We now define an extension $K / k$ to be algebraic over $k$ if every of $K$ is algebraic over k. In the contrary case $K$ is said to be transcendental extension of k. For example, $\mathbb{C} / \mathbb{Q}$ is algebraic.

Weak Nullstellensatz

Let $k$ be a field, and consider the polynomial ring $k[X_1,\dots,X_n]$. For any maximal ideal $m$, the residue field $K =k[X_{1},\dots,X_{n}] / m$ is a finite algebraic extension of k. Suppose in addition that $k$ is algebraically closed, then $k = K$.

The maximal ideals of $A = k[X_{1},\dots,X_{n}]$ are of the form

\[m = (X_{1}-a_{1},\dots, X_{n} - a_{n}),\quad a_{i} \in k.\]

Take $A=k[X]$ for example, $X-a_{1}$ is irreducible, $X^2+a_{2}X+a_{3}$ is not irreducible since $k$ is closed and $X^2+a_{2}X+a_{3}=0$ always has roots so we can always reduce it. Thus $(X-a_{1})$ is the maximal ideal.

Definition of a variety

Let $k$ be a closed field. A variety is a subset of $k^n$, a geometric shape of the form

\[V = V(J) = \{ (a_{1},\dots,a_{n}) | f(a_{1},\dots,a_{n})=0 \text{ for all } f\in J \},\]

where $J$ is an ideal of $k[X_{1},\dots,X_{n}]$. Note that $J=(f_{1},\dots,f_{n})$ is finitely generated. The variety of $J$ is nothing but the zero locus of $f_{1},\dots,f_{n}$.

Every maximal ideal corresponds to a point in $k^n$. In other words, there is a 1-2-1 correspondence

\[V(J) \longleftrightarrow \text{m-Spec}, \text{ given by } (a_{1},\dots,a_{n}) \longleftrightarrow (x_{1}-a_{1},\dots,x_{n}-a_{n}),\]

where m-Spec is the set of maximal ideals.

The correspondences V and I

A variety $X \subset k^n$ is by definition the same as $V(J)$ for some ideal $J$. We can regard V as a function that maps an ideal to its variety. There is another function doing the inverse: maps a variety to an ideal:

$I: \{ \text{subsets X of } k^n \} \to \{ \text{ideals of } k[X_{1},\dots,X_{n}]\},$
defined by taking a variety into the maximal ideal.

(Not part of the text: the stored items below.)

PR #2986, opened 2023-09-12
[feat] Allow multiple Aim packages in UI

alberttorosyan:


src/aimcore/web/api/projects/views.py
```diff
@@ -115,7 +89,7 @@ async def project_container_types_api(only_tracked: Optional[bool] = False):
 
 
 @projects_router.get('/actions/')
-async def project_actions_api():
+async def project_actions_api(packages=Depends(load_active_packages)):
```
mihran113, line 92: Why do we need to load all the active packages on every request?

mihran113 (approved):
left a minor comment, the rest looks good

src/aimcore/web/api/projects/views.py
alberttorosyan: we need to make sure that all the types/boards/actions info is loaded. each package will be imported only once and there's a ttl on reading the `active_pkg` file contents, so it should not have performance implications.

PR #2991, opened 2023-09-16
[fix] Keep state in URL for edit mode

roubkar:
- Rename `Edit` to `Playground` in boards
- Keep board state in URL while switching to the playground
- Stay in the playground while navigating through board links


KaroMourad (approved):
lgtm

PR #3003, opened 2023-09-27
[fix] Align row items by start in boards

roubkar:
Fix minor style issues as well:
- `cursor: pointer;` for table cells
- loading bar width calculation


alberttorosyan (approved):
LGTM

PR #3044, opened 2023-10-12
[fix] Fix typos in stat.py to collect gpu memory and power correctly

ChanderG:
typo in code led to these metrics not being collected at all


alberttorosyan (approved):
Looks great! Thanks for contribution @ChanderG 🙌

PR #3064, opened 2023-11-15
[fix] Update `upgrade` command for logging repo

tejank10:
`aim upgrade <repo_path> 2to3` command is now `aim storage <repo_path> upgrade 2to3`[1]. Updated the `repo_utils.py` to reflect the same.

References:
[1] https://aimstack.readthedocs.io/en/latest/refs/cli.html#storage


mihran113:
Hey @tejank10! Thanks a lot for noticing the mistake there, and sorry for late response. As of now we've decided to remove the `2to3` upgrade command, so this part of the code is gone now :)

PR #3083, opened 2024-01-04
[feat] Add refresh token mechanism on aim UI

KaroMourad:
- Added refresh token mechanism on aim UI


alberttorosyan (commented):
@KaroMourad the changes look good.
Please make sure to update design docs before merging. How the authentication works with Aim vs. AimHub backend, etc.

PR #3091, opened 2024-01-17
[feat] Revamp the design of creating app models

KaroMourad:
- Split app model methods into separate files


alberttorosyan (approved):
LGTM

But, what is the relation between $V(J)$ and the corresponding maximal ideal, namely $I(V(J))$? Are the always the same? That question is answered by

Theorem (Nullstellensatz) Let k be an algebraically closed field.

If $J \subset k[X_{1},\dots,X_{n}]$ but $J \neq k[X_{1},\dots,X_{n}]$, then $V(J) \neq 0$.
$I(V(J)) = \text{rad} J$.

Irreducible variety

A variety is irreducible if it is non-empty and not the union of two proper subvarieties,

Proposition A variety $X=V(J)$ is only irreducible if $I(X)$ is prime, namely irreducible.

$\begin{tikzcd} {\text{radical ideal } j} && {\text{varieties }X\subset k^n} \\ \\ {\text{prime ideal } P} && {\text{irreducible varieties }X\subset k^n} \arrow["\cup", from=3-1, to=1-1] \arrow["\cup", from=3-3, to=1-3] \arrow[tail reversed, from=1-1, to=1-3] \arrow[tail reversed, from=3-1, to=3-3] \end{tikzcd}$

Therefore, Spec $k[X_{1},\dots,X_{n}]$ corresponds to the irreducible varieties.

The Zariski topology on a variety

The varieties form the closed sets of a topology on $k^n$, since

The union of two varieties is again a variety,
\[V(I) \cup V(J) = V(I\cap J) = V(IJ),\]
The intersection of any varieties is again a variety,
$\cap X_{i} = V\left( \sum J_{i} \right)$
The Zariski topology on a variety Y is defined by taking the subvarieties $X \subset Y$ as the closed sets.

The Zariski topology is a very weak topology, that is, it has very few closed sets.